• [PROBLEM DETAILS] Reproduce exactly, from the data that follows, the line with "PR #3082, opened 2023-06-15", the line with "the last event is still being processed.", and every line that lies between them.

• [THE DATA]
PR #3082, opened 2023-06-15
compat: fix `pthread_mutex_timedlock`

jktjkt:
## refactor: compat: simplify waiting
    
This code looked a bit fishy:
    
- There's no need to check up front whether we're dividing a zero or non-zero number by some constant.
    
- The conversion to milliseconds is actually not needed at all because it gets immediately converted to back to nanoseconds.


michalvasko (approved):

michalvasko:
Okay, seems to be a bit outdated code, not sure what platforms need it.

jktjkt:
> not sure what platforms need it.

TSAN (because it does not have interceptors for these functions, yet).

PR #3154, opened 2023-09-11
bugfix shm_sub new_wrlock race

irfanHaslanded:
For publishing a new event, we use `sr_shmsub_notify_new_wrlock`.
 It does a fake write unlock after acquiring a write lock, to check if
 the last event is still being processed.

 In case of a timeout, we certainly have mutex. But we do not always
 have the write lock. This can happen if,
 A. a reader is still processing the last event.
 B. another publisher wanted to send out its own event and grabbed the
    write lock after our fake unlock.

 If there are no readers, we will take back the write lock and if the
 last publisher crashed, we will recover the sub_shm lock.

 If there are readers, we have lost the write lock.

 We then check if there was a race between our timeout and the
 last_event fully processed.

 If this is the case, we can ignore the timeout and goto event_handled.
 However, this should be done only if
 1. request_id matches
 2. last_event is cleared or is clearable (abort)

...

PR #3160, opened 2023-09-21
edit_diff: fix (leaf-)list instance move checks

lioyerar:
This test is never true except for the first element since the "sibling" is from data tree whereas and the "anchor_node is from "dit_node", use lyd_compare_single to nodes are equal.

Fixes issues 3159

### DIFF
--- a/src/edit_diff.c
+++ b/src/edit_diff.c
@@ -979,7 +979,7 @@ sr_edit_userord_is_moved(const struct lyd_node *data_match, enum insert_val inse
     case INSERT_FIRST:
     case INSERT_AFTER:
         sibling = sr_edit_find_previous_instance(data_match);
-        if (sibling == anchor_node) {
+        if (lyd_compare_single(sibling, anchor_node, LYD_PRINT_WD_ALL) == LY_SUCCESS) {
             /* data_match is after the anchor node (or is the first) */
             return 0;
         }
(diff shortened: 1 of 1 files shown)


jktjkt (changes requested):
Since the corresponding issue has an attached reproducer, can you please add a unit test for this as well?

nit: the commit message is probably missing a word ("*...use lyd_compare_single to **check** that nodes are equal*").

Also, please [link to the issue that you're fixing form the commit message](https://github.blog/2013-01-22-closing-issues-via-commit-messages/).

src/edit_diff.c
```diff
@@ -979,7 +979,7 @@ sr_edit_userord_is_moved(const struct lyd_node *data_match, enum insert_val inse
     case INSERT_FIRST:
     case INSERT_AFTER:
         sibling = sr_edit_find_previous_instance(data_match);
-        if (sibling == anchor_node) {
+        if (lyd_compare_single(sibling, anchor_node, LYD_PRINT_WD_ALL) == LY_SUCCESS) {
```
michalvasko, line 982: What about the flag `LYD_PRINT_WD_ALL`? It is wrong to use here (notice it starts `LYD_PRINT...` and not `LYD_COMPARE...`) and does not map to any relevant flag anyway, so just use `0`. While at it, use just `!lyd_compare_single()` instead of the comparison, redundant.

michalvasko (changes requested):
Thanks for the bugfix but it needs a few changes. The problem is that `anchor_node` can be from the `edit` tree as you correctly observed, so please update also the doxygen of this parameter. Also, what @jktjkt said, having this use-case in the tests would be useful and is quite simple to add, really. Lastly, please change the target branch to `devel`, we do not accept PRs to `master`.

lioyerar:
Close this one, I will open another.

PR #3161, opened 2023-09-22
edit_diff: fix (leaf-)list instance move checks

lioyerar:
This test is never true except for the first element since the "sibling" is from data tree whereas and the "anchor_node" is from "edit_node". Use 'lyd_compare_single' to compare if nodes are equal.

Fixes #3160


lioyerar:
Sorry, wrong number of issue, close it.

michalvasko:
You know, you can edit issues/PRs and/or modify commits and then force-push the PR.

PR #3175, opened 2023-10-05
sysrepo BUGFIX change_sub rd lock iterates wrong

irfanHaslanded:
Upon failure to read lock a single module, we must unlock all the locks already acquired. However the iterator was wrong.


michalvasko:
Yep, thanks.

• [ANSWER SPACE]
PR #3082, opened 2023-06-15
compat: fix `pthread_mutex_timedlock`

jktjkt:
## refactor: compat: simplify waiting
    
This code looked a bit fishy:
    
- There's no need to check up front whether we're dividing a zero or non-zero number by some constant.
    
- The conversion to milliseconds is actually not needed at all because it gets immediately converted to back to nanoseconds.


michalvasko (approved):

michalvasko:
Okay, seems to be a bit outdated code, not sure what platforms need it.

jktjkt:
> not sure what platforms need it.

TSAN (because it does not have interceptors for these functions, yet).

PR #3154, opened 2023-09-11
bugfix shm_sub new_wrlock race

irfanHaslanded:
For publishing a new event, we use `sr_shmsub_notify_new_wrlock`.
 It does a fake write unlock after acquiring a write lock, to check if
 the last event is still being processed.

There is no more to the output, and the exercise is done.